**Input material**
--- --- ---

PR #181, opened 2019-06-18
Changed pinned parallel version of neuron to generic parallel version

iomaganaris:
Instead of using a specific version of neuron, query the available modules to find a parallel neuron module

### DIFF
--- a/tests/jenkins/nrnivmodl.sh
+++ b/tests/jenkins/nrnivmodl.sh
@@ -7,7 +7,7 @@ TEST_DIR="$1"
 
 . /gpfs/bbp.cscs.ch/apps/hpc/jenkins/config/modules.sh
 module load intel
-module load `module av 2>&1 | grep -o 'neuron.*/parallel'`
+module load `module av neuron 2>&1 | grep -o -m 1 'neuron.*/parallel' | awk -F' ' '{print $1}'`
 
 unset $(env|awk -F= '/^(PMI|SLURM)_/ {if ($1 != "SLURM_ACCOUNT") print $1}')
 
--- a/tests/jenkins/nrnivmodl.sh
+++ b/tests/jenkins/nrnivmodl.sh
@@ -1,13 +1,20 @@
 #!/usr/bin/bash
 
 set -e
-set +x
+set -x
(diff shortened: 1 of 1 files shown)


tests/jenkins/nrnivmodl.sh
```diff
@@ -6,7 +6,8 @@ set +x
 TEST_DIR="$1"
 
 . /gpfs/bbp.cscs.ch/apps/hpc/jenkins/config/modules.sh
-module load neuron/2018-10/python3/parallel intel
+module load intel
+module load `module av neuron 2>&1 | grep -o -m 1 'neuron.*/parallel' | awk -F' ' '{print $1}'`
```
tristan0x: The script should check that the crazy `module av ...`  command actually finds something, and properly fails otherwise.
Also maybe use ^ $ in the regex to enforce it a bit.

iomaganaris: That's a good improvement :+1: 
I added a check if a neuron version is found. Hope that this is sufficient

tests/jenkins/nrnivmodl.sh
```diff
@@ -1,12 +1,20 @@
 #!/usr/bin/bash
 
 set -e
-set +x
+set -x
```
pramodk: this will be just make module load verbose, may be we can turn back +x?

tests/jenkins/nrnivmodl.sh
```diff
@@ -1,12 +1,20 @@
...
-module load neuron/2018-10/python3/parallel intel
+module load intel
+
+neuron_version=$(module av neuron 2>&1 | grep -o -m 1 '^neuron.*/parallel$' | awk -F' ' '{print $1}')
+if [[ $neuron_version ]]; then
+    module load $neuron_version
+else
+    echo "No compatible neuron version found."
+    exit 1
+fi
```
pramodk: Here we can do `module list` so that we see what's loaded.

iomaganaris: I added this in both cases to check what is loaded in any case

PR #182, opened 2019-06-26
Direct1

nrnhines:
CoreNEURON direct mode trajectory requests allow CoreNEURON to send back information
during (or after) a simulation to allow plotting of trajectories and movies in NEURON as well as
Vector.record. Should be extended/tested for GPU but this pull request is needed to be consistent
with current communication layer in NEURON.

### DIFF
--- a/coreneuron/nrnoc/fadvance_core.cpp
+++ b/coreneuron/nrnoc/fadvance_core.cpp
@@ -235,7 +235,7 @@ void nrncore2nrn_send_values(NrnThread* nth) {
     // if per time step transfer, need to call nrn_record_init() in NEURON.
     // if storing full trajectories in CoreNEURON, need to initialize
     // vsize for all the trajectory requests.
-    (*nrn2core_trajectory_values_)(-1, 0, NULL, 0.0, 0, NULL);
+    (*nrn2core_trajectory_values_)(-1, 0, NULL, 0.0);
     for (int tid = 0; tid < nrn_nthread; ++tid) {
       NrnThread& nt = nrn_threads[tid];
       if (nt.trajec_requests) {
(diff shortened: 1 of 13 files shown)


coreneuron/nrnoc/fadvance_core.cpp
```diff
@@ -229,6 +230,44 @@ void nrn_ba(NrnThread* nt, int bat) {
     }
 }
 
+void nrncore2nrn_send_values(NrnThread* nth) {
+  if (nrn2core_trajectory_values_ == nullptr) {
+      // standalone execution : no callbacks
+      return;
+  }
```
pramodk: @nrnhines : I added above. Otherwise standalone CoreNEURON runs were segfaulting (as nrn2core_trajectory_values_ == nullptr).

coreneuron/nrnoc/fadvance_core.cpp
```diff
@@ -229,6 +230,44 @@ void nrn_ba(NrnThread* nt, int bat) {
...
+
+  if (nth == NULL) {
```
pramodk: @nrnhines : if I understood correctly we are using `nth==NULL` as special case here. Wouldn't to better to turn that into separate function?

Intuitively, if `nt==NULL`, we typically don't do anything. May be you can add this block to separate function like `initialize_trajectories`?

coreneuron/nrnoc/fadvance_core.cpp
```diff
@@ -289,8 +328,11 @@ void* nrn_fixed_step_lastpart(NrnThread* nth) {
 
         fixed_play_continuous(nth);
         nonvint(nth);
+        nrncore2nrn_send_values(nth);
         nrn_ba(nth, AFTER_SOLVE);
         nrn_ba(nth, BEFORE_STEP);
+    }else{
+        nrncore2nrn_send_values(nth);
```
pramodk: when `nt==NULL`, calling `nrncore2nrn_send_values` seems confusing at first sight.

coreneuron/nrnoc/fadvance_core.cpp
nrnhines: I agree. This was an oversight on my part.

coreneuron/nrnoc/fadvance_core.cpp
nrnhines: This was only needed on per step value transfer to tickle the gui in NEURON to initialize
in preparation to plot first points on next call.  There is also the claim for whole trajectory transfer
mode that one needs to initialize vector sizes.  The fragment could easily be put into a separate
function in coreneuron. However it is tedious to declare new callbacks into NEURON so it
seems simplest not to introduce one in the separate function.

coreneuron/nrnoc/fadvance_core.cpp
nrnhines: This is a case, not for nt==NULL but for nth->ncell  != 0 . I think I am imagining that someone may
want to plot a variable in an artificial cell.

pramodk: Ok understood !

PR #797, opened 2022-04-12
Random123 + OpenACC: do not compile as CUDA.

olupton:
**Description**
Compile nrnran123.cpp as C++ with OpenACC annotations in GPU builds using OpenACC. This is aligning OpenACC with what we already did for OpenMP target offload.

Drop `cuda_profile.{cu,h}` that did not need to be CUDA code in the first place.


pramodk (approved):
LGTM

PR #802, opened 2022-04-22
Check variable return by get_target_property before it's usage

pramodk:
**Description**

* CMake's `get_target_property` might return `<VAR>-NOTFOUND` and
  hence it should be checked before it's usage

--- --- ---

**What you should do**
Repeat the whole listing exactly, keeping every line intact.

**Output**
PR #181, opened 2019-06-18
Changed pinned parallel version of neuron to generic parallel version

iomaganaris:
Instead of using a specific version of neuron, query the available modules to find a parallel neuron module

### DIFF
--- a/tests/jenkins/nrnivmodl.sh
+++ b/tests/jenkins/nrnivmodl.sh
@@ -7,7 +7,7 @@ TEST_DIR="$1"
 
 . /gpfs/bbp.cscs.ch/apps/hpc/jenkins/config/modules.sh
 module load intel
-module load `module av 2>&1 | grep -o 'neuron.*/parallel'`
+module load `module av neuron 2>&1 | grep -o -m 1 'neuron.*/parallel' | awk -F' ' '{print $1}'`
 
 unset $(env|awk -F= '/^(PMI|SLURM)_/ {if ($1 != "SLURM_ACCOUNT") print $1}')
 
--- a/tests/jenkins/nrnivmodl.sh
+++ b/tests/jenkins/nrnivmodl.sh
@@ -1,13 +1,20 @@
 #!/usr/bin/bash
 
 set -e
-set +x
+set -x
(diff shortened: 1 of 1 files shown)


tests/jenkins/nrnivmodl.sh
```diff
@@ -6,7 +6,8 @@ set +x
 TEST_DIR="$1"
 
 . /gpfs/bbp.cscs.ch/apps/hpc/jenkins/config/modules.sh
-module load neuron/2018-10/python3/parallel intel
+module load intel
+module load `module av neuron 2>&1 | grep -o -m 1 'neuron.*/parallel' | awk -F' ' '{print $1}'`
```
tristan0x: The script should check that the crazy `module av ...`  command actually finds something, and properly fails otherwise.
Also maybe use ^ $ in the regex to enforce it a bit.

iomaganaris: That's a good improvement :+1: 
I added a check if a neuron version is found. Hope that this is sufficient

tests/jenkins/nrnivmodl.sh
```diff
@@ -1,12 +1,20 @@
 #!/usr/bin/bash
 
 set -e
-set +x
+set -x
```
pramodk: this will be just make module load verbose, may be we can turn back +x?

tests/jenkins/nrnivmodl.sh
```diff
@@ -1,12 +1,20 @@
...
-module load neuron/2018-10/python3/parallel intel
+module load intel
+
+neuron_version=$(module av neuron 2>&1 | grep -o -m 1 '^neuron.*/parallel$' | awk -F' ' '{print $1}')
+if [[ $neuron_version ]]; then
+    module load $neuron_version
+else
+    echo "No compatible neuron version found."
+    exit 1
+fi
```
pramodk: Here we can do `module list` so that we see what's loaded.

iomaganaris: I added this in both cases to check what is loaded in any case

PR #182, opened 2019-06-26
Direct1

nrnhines:
CoreNEURON direct mode trajectory requests allow CoreNEURON to send back information
during (or after) a simulation to allow plotting of trajectories and movies in NEURON as well as
Vector.record. Should be extended/tested for GPU but this pull request is needed to be consistent
with current communication layer in NEURON.

### DIFF
--- a/coreneuron/nrnoc/fadvance_core.cpp
+++ b/coreneuron/nrnoc/fadvance_core.cpp
@@ -235,7 +235,7 @@ void nrncore2nrn_send_values(NrnThread* nth) {
     // if per time step transfer, need to call nrn_record_init() in NEURON.
     // if storing full trajectories in CoreNEURON, need to initialize
     // vsize for all the trajectory requests.
-    (*nrn2core_trajectory_values_)(-1, 0, NULL, 0.0, 0, NULL);
+    (*nrn2core_trajectory_values_)(-1, 0, NULL, 0.0);
     for (int tid = 0; tid < nrn_nthread; ++tid) {
       NrnThread& nt = nrn_threads[tid];
       if (nt.trajec_requests) {
(diff shortened: 1 of 13 files shown)


coreneuron/nrnoc/fadvance_core.cpp
```diff
@@ -229,6 +230,44 @@ void nrn_ba(NrnThread* nt, int bat) {
     }
 }
 
+void nrncore2nrn_send_values(NrnThread* nth) {
+  if (nrn2core_trajectory_values_ == nullptr) {
+      // standalone execution : no callbacks
+      return;
+  }
```
pramodk: @nrnhines : I added above. Otherwise standalone CoreNEURON runs were segfaulting (as nrn2core_trajectory_values_ == nullptr).

coreneuron/nrnoc/fadvance_core.cpp
```diff
@@ -229,6 +230,44 @@ void nrn_ba(NrnThread* nt, int bat) {
...
+
+  if (nth == NULL) {
```
pramodk: @nrnhines : if I understood correctly we are using `nth==NULL` as special case here. Wouldn't to better to turn that into separate function?

Intuitively, if `nt==NULL`, we typically don't do anything. May be you can add this block to separate function like `initialize_trajectories`?

coreneuron/nrnoc/fadvance_core.cpp
```diff
@@ -289,8 +328,11 @@ void* nrn_fixed_step_lastpart(NrnThread* nth) {
 
         fixed_play_continuous(nth);
         nonvint(nth);
+        nrncore2nrn_send_values(nth);
         nrn_ba(nth, AFTER_SOLVE);
         nrn_ba(nth, BEFORE_STEP);
+    }else{
+        nrncore2nrn_send_values(nth);
```
pramodk: when `nt==NULL`, calling `nrncore2nrn_send_values` seems confusing at first sight.

coreneuron/nrnoc/fadvance_core.cpp
nrnhines: I agree. This was an oversight on my part.

coreneuron/nrnoc/fadvance_core.cpp
nrnhines: This was only needed on per step value transfer to tickle the gui in NEURON to initialize
in preparation to plot first points on next call.  There is also the claim for whole trajectory transfer
mode that one needs to initialize vector sizes.  The fragment could easily be put into a separate
function in coreneuron. However it is tedious to declare new callbacks into NEURON so it
seems simplest not to introduce one in the separate function.

coreneuron/nrnoc/fadvance_core.cpp
nrnhines: This is a case, not for nt==NULL but for nth->ncell  != 0 . I think I am imagining that someone may
want to plot a variable in an artificial cell.

pramodk: Ok understood !

PR #797, opened 2022-04-12
Random123 + OpenACC: do not compile as CUDA.

olupton:
**Description**
Compile nrnran123.cpp as C++ with OpenACC annotations in GPU builds using OpenACC. This is aligning OpenACC with what we already did for OpenMP target offload.

Drop `cuda_profile.{cu,h}` that did not need to be CUDA code in the first place.


pramodk (approved):
LGTM

PR #802, opened 2022-04-22
Check variable return by get_target_property before it's usage

pramodk:
**Description**

* CMake's `get_target_property` might return `<VAR>-NOTFOUND` and
  hence it should be checked before it's usage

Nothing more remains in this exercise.